Filter these entries, keeping only lines that hold the word "Compatibility".

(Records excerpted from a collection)
<<<<
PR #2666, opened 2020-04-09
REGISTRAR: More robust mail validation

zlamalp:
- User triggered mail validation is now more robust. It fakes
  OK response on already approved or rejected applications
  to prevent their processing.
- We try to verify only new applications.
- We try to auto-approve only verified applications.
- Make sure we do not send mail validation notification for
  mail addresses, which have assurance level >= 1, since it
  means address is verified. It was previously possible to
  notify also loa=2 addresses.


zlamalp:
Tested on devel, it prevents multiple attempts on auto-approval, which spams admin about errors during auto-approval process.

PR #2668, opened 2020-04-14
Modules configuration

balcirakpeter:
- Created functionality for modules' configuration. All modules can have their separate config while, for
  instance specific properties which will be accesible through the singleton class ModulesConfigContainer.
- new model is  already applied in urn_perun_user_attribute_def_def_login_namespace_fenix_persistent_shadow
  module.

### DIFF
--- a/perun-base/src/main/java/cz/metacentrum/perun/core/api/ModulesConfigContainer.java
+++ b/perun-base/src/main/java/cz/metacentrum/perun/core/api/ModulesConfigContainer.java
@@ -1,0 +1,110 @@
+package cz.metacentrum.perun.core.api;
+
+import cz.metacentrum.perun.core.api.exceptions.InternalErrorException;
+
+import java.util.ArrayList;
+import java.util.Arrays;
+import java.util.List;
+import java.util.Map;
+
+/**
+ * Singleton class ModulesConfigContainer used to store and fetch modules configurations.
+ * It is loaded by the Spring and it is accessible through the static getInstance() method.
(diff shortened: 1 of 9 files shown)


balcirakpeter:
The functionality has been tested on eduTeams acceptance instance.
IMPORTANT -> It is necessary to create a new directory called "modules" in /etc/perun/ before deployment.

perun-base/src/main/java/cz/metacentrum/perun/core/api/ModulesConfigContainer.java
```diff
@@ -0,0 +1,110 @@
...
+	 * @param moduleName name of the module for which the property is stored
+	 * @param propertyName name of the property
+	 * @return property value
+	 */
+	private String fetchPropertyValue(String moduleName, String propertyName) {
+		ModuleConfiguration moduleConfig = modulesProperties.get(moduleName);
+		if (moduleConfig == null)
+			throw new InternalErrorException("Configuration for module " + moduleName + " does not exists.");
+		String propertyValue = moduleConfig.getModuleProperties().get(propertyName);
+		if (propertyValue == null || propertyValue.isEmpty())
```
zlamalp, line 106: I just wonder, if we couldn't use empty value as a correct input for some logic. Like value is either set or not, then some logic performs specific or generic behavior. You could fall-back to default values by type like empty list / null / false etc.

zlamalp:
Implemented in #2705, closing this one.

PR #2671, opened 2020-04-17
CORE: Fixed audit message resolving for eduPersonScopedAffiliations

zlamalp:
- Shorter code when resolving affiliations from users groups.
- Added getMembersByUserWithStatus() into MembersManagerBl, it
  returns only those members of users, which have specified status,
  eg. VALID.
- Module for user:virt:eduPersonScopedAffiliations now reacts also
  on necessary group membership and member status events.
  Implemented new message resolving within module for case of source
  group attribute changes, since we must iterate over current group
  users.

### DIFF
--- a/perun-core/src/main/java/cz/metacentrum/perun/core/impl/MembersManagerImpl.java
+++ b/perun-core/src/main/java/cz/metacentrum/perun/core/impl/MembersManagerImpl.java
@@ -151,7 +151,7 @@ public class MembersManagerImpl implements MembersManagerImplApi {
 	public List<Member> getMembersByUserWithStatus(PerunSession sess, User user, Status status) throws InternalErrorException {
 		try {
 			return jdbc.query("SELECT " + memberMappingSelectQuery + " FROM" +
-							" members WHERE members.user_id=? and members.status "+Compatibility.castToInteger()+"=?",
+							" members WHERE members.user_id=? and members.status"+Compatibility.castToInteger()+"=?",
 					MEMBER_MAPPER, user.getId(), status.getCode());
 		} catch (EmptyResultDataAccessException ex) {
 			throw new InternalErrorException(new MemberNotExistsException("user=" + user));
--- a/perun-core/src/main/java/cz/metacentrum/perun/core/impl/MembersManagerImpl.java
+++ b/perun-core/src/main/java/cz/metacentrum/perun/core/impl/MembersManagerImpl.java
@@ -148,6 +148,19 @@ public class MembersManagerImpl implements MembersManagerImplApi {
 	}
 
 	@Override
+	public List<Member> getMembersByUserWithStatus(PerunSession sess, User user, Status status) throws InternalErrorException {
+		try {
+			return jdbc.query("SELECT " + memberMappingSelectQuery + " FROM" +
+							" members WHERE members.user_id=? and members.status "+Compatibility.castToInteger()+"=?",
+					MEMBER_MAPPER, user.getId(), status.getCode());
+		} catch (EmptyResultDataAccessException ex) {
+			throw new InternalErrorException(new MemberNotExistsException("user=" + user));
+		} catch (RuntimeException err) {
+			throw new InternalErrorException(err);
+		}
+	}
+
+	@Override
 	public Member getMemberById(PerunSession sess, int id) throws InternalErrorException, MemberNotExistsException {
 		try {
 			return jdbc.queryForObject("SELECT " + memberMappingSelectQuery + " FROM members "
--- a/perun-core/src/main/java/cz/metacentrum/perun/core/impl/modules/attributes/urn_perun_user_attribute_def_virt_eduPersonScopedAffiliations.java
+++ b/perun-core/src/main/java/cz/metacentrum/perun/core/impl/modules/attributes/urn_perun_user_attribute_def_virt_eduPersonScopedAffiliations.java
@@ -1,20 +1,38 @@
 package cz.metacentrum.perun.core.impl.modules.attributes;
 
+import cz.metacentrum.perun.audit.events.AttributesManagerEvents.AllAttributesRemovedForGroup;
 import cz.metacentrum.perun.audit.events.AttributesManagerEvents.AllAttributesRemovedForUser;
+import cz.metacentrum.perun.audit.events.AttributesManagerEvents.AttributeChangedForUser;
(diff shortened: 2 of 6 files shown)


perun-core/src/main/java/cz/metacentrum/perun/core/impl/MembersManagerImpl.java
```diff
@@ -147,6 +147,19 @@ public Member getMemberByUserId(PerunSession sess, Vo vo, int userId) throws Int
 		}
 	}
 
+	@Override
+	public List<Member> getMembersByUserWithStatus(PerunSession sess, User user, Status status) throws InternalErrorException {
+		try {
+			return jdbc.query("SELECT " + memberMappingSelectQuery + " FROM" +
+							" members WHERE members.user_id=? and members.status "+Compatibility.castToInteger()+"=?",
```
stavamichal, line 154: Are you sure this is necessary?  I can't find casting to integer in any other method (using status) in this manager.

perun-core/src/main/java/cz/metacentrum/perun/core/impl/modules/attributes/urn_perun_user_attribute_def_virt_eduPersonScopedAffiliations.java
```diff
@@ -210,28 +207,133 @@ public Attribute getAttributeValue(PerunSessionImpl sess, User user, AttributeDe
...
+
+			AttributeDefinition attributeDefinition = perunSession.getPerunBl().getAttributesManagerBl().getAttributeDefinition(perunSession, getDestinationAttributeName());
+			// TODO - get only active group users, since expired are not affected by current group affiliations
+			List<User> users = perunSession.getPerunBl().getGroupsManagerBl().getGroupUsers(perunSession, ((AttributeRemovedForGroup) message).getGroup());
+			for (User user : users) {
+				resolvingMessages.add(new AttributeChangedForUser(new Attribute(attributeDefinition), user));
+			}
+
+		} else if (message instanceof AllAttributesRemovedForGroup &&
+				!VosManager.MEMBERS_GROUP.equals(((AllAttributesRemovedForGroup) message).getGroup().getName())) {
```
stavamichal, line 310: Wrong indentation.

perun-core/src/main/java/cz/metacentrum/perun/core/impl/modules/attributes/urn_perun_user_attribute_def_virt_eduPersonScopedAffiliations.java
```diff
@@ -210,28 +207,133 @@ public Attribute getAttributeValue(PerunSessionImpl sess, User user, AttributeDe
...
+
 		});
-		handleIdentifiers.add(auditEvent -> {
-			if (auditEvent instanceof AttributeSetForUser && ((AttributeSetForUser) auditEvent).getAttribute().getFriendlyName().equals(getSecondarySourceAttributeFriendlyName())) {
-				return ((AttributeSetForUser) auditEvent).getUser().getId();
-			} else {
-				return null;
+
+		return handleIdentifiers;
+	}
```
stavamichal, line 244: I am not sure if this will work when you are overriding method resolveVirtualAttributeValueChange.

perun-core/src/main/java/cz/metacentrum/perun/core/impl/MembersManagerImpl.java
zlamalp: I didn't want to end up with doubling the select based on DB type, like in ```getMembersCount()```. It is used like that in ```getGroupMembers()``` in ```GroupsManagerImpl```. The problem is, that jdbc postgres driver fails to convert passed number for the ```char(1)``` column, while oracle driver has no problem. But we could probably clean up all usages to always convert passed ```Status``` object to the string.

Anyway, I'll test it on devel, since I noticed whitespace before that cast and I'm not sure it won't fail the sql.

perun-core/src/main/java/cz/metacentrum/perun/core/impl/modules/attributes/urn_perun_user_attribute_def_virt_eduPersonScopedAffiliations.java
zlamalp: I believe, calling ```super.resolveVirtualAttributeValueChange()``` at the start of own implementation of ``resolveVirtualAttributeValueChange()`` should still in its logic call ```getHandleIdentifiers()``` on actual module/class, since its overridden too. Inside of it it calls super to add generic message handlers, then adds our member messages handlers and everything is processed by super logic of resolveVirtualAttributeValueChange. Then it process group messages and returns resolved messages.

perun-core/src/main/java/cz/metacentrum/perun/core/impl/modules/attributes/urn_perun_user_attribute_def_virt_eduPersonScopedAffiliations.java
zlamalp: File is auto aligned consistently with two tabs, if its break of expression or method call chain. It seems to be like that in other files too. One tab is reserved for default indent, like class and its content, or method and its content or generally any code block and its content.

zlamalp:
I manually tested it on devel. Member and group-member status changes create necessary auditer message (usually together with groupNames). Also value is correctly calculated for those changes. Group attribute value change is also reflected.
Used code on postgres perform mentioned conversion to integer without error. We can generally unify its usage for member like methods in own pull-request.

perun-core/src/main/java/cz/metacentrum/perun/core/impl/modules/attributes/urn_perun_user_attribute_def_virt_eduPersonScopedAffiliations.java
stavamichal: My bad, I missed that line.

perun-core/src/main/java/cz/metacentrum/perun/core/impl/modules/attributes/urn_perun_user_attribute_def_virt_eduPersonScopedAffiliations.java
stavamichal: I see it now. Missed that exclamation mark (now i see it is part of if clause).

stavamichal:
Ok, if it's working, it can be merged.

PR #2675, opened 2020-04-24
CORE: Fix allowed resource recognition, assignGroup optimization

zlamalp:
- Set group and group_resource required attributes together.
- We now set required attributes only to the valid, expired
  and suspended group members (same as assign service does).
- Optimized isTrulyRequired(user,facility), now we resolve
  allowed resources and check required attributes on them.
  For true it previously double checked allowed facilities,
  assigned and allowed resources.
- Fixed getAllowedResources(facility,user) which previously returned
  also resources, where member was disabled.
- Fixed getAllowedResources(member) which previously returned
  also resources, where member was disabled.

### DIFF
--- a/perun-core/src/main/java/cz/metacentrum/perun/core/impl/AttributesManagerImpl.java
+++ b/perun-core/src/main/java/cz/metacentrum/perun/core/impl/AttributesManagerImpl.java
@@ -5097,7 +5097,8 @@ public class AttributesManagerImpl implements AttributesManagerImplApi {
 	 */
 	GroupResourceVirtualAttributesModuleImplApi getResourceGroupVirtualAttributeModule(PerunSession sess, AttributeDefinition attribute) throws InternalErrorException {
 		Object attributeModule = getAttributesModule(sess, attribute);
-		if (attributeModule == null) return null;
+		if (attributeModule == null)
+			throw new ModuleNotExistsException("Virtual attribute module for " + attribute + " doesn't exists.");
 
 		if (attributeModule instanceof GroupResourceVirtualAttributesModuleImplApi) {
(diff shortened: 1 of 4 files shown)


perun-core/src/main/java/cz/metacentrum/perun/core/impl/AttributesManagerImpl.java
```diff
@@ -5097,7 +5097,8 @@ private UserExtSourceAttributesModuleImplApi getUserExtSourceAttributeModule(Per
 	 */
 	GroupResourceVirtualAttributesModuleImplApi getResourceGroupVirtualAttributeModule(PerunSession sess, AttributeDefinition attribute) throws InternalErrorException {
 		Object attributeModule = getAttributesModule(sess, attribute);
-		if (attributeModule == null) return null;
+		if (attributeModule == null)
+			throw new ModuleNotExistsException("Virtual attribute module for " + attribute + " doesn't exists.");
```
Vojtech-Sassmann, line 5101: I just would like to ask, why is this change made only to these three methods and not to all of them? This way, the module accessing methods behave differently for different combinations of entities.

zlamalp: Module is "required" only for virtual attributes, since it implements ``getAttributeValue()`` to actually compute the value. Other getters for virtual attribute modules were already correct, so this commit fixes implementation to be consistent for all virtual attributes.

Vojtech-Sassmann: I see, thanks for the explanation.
>>>>
- Written solution
-							" members WHERE members.user_id=? and members.status "+Compatibility.castToInteger()+"=?",
+							" members WHERE members.user_id=? and members.status"+Compatibility.castToInteger()+"=?",
+							" members WHERE members.user_id=? and members.status "+Compatibility.castToInteger()+"=?",
+							" members WHERE members.user_id=? and members.status "+Compatibility.castToInteger()+"=?",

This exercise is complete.